TCA Summer Profitability Seminar

 

On Wednesday, I’ll be presenting at the first of the TCA’s Summer Profitability Seminars in Chicago, this one with a focus on taking control of and effectively using data. This will be an excellent opportunity for me to network, hear from carriers about what pain points they’re experiencing in their own operations, and talk about some of the cool stuff that we’re doing with data at AM Transport. In this new age of big data, it’s critical that market participants use the tools available to them to stay ahead of the curve and drive efficiency gains anywhere they can be found.

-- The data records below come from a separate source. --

PR #36, opened 2022-03-10
[FIX] Replace '.at()'; fix default cookie value;

kovtun-d:


paf-mvp-frontend/src/utils/cookie.ts
```diff
@@ -1 +1 @@
-export const getCookieValue = (name: string): string => document.cookie.match(`(^|;)\\s*${name}\\s*=\\s*([^;]+)`)?.pop() || '';
+export const getCookieValue = (name: string): string => document.cookie.match(`(^|;)\\s*${name}\\s*=\\s*([^;]+)`)?.pop() || undefined;
```
OlivierChirouze, line 1: `: string | undefined`

OlivierChirouze: I think it would be more strictly correct to use `??` operator to allow empty strings, WDYT?

OlivierChirouze (changes requested):

paf-mvp-frontend/src/utils/cookie.ts
kovtun-d: I don't think it's possible to set an empty string in cookies.
https://stackoverflow.com/questions/8775572/setcookie-to-an-empty-value-not-working#:~:text=You%20can't%20set%20a,deleted%20from%20the%20remote%20client.

OlivierChirouze: of course, you're right ;-)
Thanks

OlivierChirouze (approved):

PR #39, opened 2022-03-11
Complete "redirect if needed" scenario

OlivierChirouze:
- implement it in advertiser view
- add parameter to specify return URL (will be used later
when we have proper navigation in the advertiser view)
- document it


kovtun-d (approved):
We must provide a polyfill for 'new URL()' if we want to support IE11

OlivierChirouze:
Thanks for the heads'up, let's create an issue for that.

PR #48, opened 2022-03-16
Feat/snack bar

kovtun-d:


paf-mvp-frontend/src/containers/notification/Notification.tsx
```diff
@@ -0,0 +1,65 @@
...
+  }, []);
+
+  const launchPrompt = (event: MouseEvent) => {
+    event.preventDefault();
+    // TODO: launch paf-lib function with callback
+    window.__promptConsent();
+    destroy();
+  };
+
+  let notificationData: Pick<ISnackBarProps, 'icon' | 'title' | 'message'> = {
```
OlivierChirouze, line 28: OPT: to me, it would be clearer if this block would be in the `default:` case in the `switch`. Here you are initializing a value that will be replaced if `type` is `NotificationEnum.personalized` or `NotificationEnum.default`.

What's even more confusing (and might be explained with a comment) is how we end up in this case: since there is a `NotificationEnum.default`, I expect type to never be different.

In other words, if my understanding is correct, maybe this code would work, and be more comprehensive for me:

```javascript
  let notificationData: Pick<ISnackBarProps, 'icon' | 'title' | 'message'>;

  switch (type) {
    case NotificationEnum.personalized:
      notificationData = {
        icon: <Done />,
        title: `You chose to see personalized content and relevant ads on ${brandName}`,
        message: <div>
          Turn on <a href="#" onClick={launchPrompt}>personalized marketing</a> at any time to make your content and
          ads more relevant on this website.
        </div>
      }
      break;
    case NotificationEnum.default:
    default:
      notificationData = {
        icon: <Attention/>,
        title: `You chose to see standard content and ads on ${brandName}`,
        message: <div>
          Turn on <a href="#" onClick={launchPrompt}>personalized marketing</a> at any time to make your content and
          ads more relevant on this website.
        </div>
      }
      break;
  }
  ```

It would also reduce duplication of the default title.

Does that make sense?

File: paf-mvp-frontend/src/containers/welcome-widget/WelcomeWidget.tsx [hunk 2]
```diff
@@ -12,53 +12,45 @@ import { Option } from '../../components/forms/option/Option';
...
+  destroy?: () => void;
 }
 
-export const WelcomeWidget = (props: WelcomeWidgetProps) => {
+export const WelcomeWidget = ({ emitConsent, destroy }: IWelcomeWidgetProps) => {
   const [isOpen, setIsOpen] = useState(true);
   const [isDetailsPanelOpen, setIsDetailsPanelOpen] = useState(false);
 
-  const pafCookies = fromClientCookieValues(getCookieValue(Cookies.identifiers), getCookieValue(Cookies.preferences));
+  const pafCookies = fromClientCookieValues(
```
OlivierChirouze, line 34: I think now it would be safer to use `getIdsAndPreferences()` so that you get filtered data (handling the special text values).
WDYT?

kovtun-d: Indeed. After updating I have this function.

paf-mvp-frontend/src/containers/notification/Notification.tsx
kovtun-d: Sure. Good point of view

Many of our readers will be familiar with the concept of the Internet of things (IoT), the phenomenon by which more and more objects are gaining internet connectivity and electronic hardware which are used to both communicate and interact with the wider world. Many in our industry may already have access to a mass of data being delivered to them via IoT devices, the most obvious of which are the newly-mandated electronic logging devices; sometimes the sheer amount of data available is overwhelming, so the question is: how do we use these data in meaningful and impactful ways to improve our own operations?

 

At AM Transport, we’ve implemented some “home brewed” strategies that we’ve seen good success with: our rate calculator, AI-generated market intelligence, and market forecasting in the form of a map displaying short term anticipated rate shifts.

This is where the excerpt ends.